Lucia Rina era nata a Romagnano, ma il suo lavoro di infermiera l’aveva portata lontanoa condividere, speranze e dolori, prima in sanatorio, per l’assistenza ai tubercolotici, poi in un Istituto Oncologico Infantile di Milano. Quando avevo saputo il suo “mestiere” o piuttosto “missione”, avevo immediatamente pensato al personaggio di Nonna Rosa in: “Oscar e la dama in rosa” di Eric-Emmanuel Schmitt, la vecchina coraggiosa che accompagna il bambino Oscar, malato terminale di leucemia: “Fanno come se si vemisse all’ospedale solo per guarire. Mentre ci si viene anche per morire”. “Hai ragione Oscar. E credo che si commetta lo stesso errore per la vita. Dimentichiamo che la vita è fragile, friabile, effimera. Facciamo tutti finta di essere immortali”.

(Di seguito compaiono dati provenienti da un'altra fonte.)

PR #2613, opened 2026-07-09
tracers: don't add/remove pids for tracers that failed loading

mmat11:
## Summary

don't add/remove pids for tracers that failed loading

## Validation

### DIFF
--- a/pkg/appolly/discover/attacher_linux_test.go
+++ b/pkg/appolly/discover/attacher_linux_test.go
@@ -1,0 +1,78 @@
+// Copyright The OpenTelemetry Authors
+// SPDX-License-Identifier: Apache-2.0
+
+//go:build linux
+
+package discover
+
+import (
+	"errors"
+	"log/slog"
+	"testing"
+
+	"github.com/stretchr/testify/assert"
+	"github.com/stretchr/testify/require"
+
+	"go.opentelemetry.io/obi/pkg/appolly/app/svc"
+	execpkg "go.opentelemetry.io/obi/pkg/appolly/discover/exec"
+	"go.opentelemetry.io/obi/pkg/ebpf"
+	ebpfcommon "go.opentelemetry.io/obi/pkg/ebpf/common"
+	"go.opentelemetry.io/obi/pkg/export/imetrics"
+	"go.opentelemetry.io/obi/pkg/internal/helpers/maps"
+	"go.opentelemetry.io/obi/pkg/obi"
+	"go.opentelemetry.io/obi/pkg/pipe/msg"
+)
+
+type failingLoadTracer struct {
+	recordingTracer
+}
+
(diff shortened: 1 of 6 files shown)


pkg/internal/ebpf/logenricher/logenricher_test.go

Lucia Rina si era sposata con Armando De Francesco, del quale nel 2021 aveva pubblicato un libro di poesie postumo: “Sono vissuto per arrischiare il cielo”. Dopo essere rimasta vedova nel 2013, era tornata in Valsesia, prendendo dimora a Casa Negri, una frazione di Grignasco, riprendendo un rapporto affettuoso con il territorio e con la “lingua del cuore”, quell’antico dialetto che sapeva declinare in poesia e in prosa, recuperandone le valenze dei registri colti e di quelli teatrali.

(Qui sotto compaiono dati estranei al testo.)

PR #2665, opened 2026-07-14
Add CPU go runtime metrics

marctc:
## Summary

This PR adds CPU go runtime metrics (`go.cpu.time`).

## Validation


internal/test/integration/suites_runtime_test.go
```diff
@@ -21,3 +21,17 @@ func TestRuntimeMetrics(t *testing.T) {
 	runWeaverValidation(t)
 	require.NoError(t, compose.Close())
 }
+
+func TestRuntimeMetricsGo117(t *testing.T) {
```
grcevski: Can we please add a version with Prometheus export?

pkg/export/otel/metrics_runtime.go
```diff
@@ -318,6 +325,97 @@ func recordRuntimeCounter(
...
+) {
+	if cpu == nil {
+		removeGoRuntimeCPUTime(ctx, metrics)
+		return
+	}
+
+	recordFloatRuntimeCounterWithAttributes(ctx, metrics.cpuTime, &metrics.cpuTimeValues,
+		"user", cpu.UserTime, semconv.GoCPUStateUser)
+	recordFloatRuntimeCounterWithAttributes(ctx, metrics.cpuTime, &metrics.cpuTimeValues,
+		"gc/mark/assist", cpu.GCAssistTime,
```
grcevski: Can we turn this into a shared table that is looked up between metrics.go and prom.go? I think it's easy to mistype the "gc/.." constants or miss one.

pkg/export/otel/metrics_runtime.go
```diff
@@ -318,6 +325,97 @@ func recordRuntimeCounter(
...
+	if *previous == nil {
+		*previous = map[string]int64{}
+	}
+	options := []instrument.AddOption{instrument.WithAttributes(attrs...)}
+	removeOptions := []instrument.RemoveOption{instrument.WithAttributes(attrs...)}
+
+	prev, ok := (*previous)[key]
+	currentSeconds := float64(current) / float64(time.Second)
+	if !ok || current < prev {
+		metric.Remove(ctx, removeOptions...)
```
grcevski, line 369: Nit: maybe move currentSeconds under the if !ok...

grcevski:
This looks great! The code comments I put are just nits, you can ignore them, but I think we should add a Prometheus based test.

internal/test/integration/suites_runtime_test.go
marctc: This is already using Prometheus

grcevski: I see, do you have a test for OTel export elsewhere then?

marctc: We have unit tests for the OTel path, but no dedicated integration tests for it. This integration suite validates that we expose the correct runtime metric values.

grcevski: Is it possible we add one? There's a good example how we do this in the go tracer. We have the exact same integration test, we just choose which config file to use and we have a new Test funciton in the suite. You don't have to add a new test, just another combination in the suite with an otel exporter config file and control through an environment variable which one the docker-compose is using. checkout `TestSuite_Go` and `TestSuite_PrometheusScrape`.

I want to make sure we don't accidentally mess up and produce invalid metrics in the future, e.g. someone forgets to add the new metric in otel and adds it in prometheus.

marctc: makes sense, addig it now!

mmat11 (approved):
lgtm!

grcevski (approved):
LGTM!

“Lassa chi ‘t varda döss, Bambin Gisü cun i méi öcc ch’jin vecc, chi sciaru piü!”: la sua interpretazione de La Vecchina, nella rappresentazione dell’Epifania a Romagnano, è rimasta nel cuore di tutti coloro che vi hanno partecipato, anche una sola volta, ma non saranno dimenticate neppure le rivisitazioni di uno dei capolavori teatrali seicenteschi più conosciuti del nobile madrileno Calderòn de la Barca: La vita è sogno, “La vita l’è un sogn”, ambientato in una Polonia immaginaria, attualizzato mantenendo il senso profondo racchiuso nella pièce: solo Lucia Rina poteva tradurre senza tradire, anzi, nascondendo sotto l’apparente aspetto dimesso del dialetto romagnanese, la grandezza visionaria. Quell’interpretazione, unita ad un episodio dei Promessi Sposi di Alessandro Manzoni“romagnane sizzato”, erano stati proposti in una serata, organizzata da Marisa Brugo, allora Presidente dell’Associazione La Nosta Gent,con la collaborazione della Compagnia “Attori per caso”, della quale Lucia era una delle colonne portanti.In occasione della presentazione del “Taquin da Rumagnan” 2021, il calendario dialettale edito dal Museo Storico Etnografico di Villa Caccia, con Giuseppe Fanzaga e Pier Giorgio Innaciotti, Lucia Rina aveva,ancora una volta,contribuito a far emergerela vita e l’espressività del dialetto.

La sua ultima poesia, inviata alla diciottesima edizione del concorso nazionale di poesia: “Il castello di Sopramonte”, organizzato dal gruppo Alpini di Prato, in collaborazione con il Comune di Prato Sesia, “Quarésma a Mariupol”, parla di quel “culur a dla miseria” e s’interroga: “Chi ca na spiéga què clè l’umanità?… / …suma ancù bòi da visché al Ceru dla Pasqua / se denta da nui la fiamèla l’è smursà?”.

Ora che Lucia Rina sei di Là, in buona compagnia, fammi trovare quella “mimoria scundùa du col ch’i son”, perché: “Per vëgghi ciar guà pudì farmèla, / për mi e për tücc la pudaria s-ciarè / da ntè ch’i gnoma, ‘ntè ch’i vuroma andé.”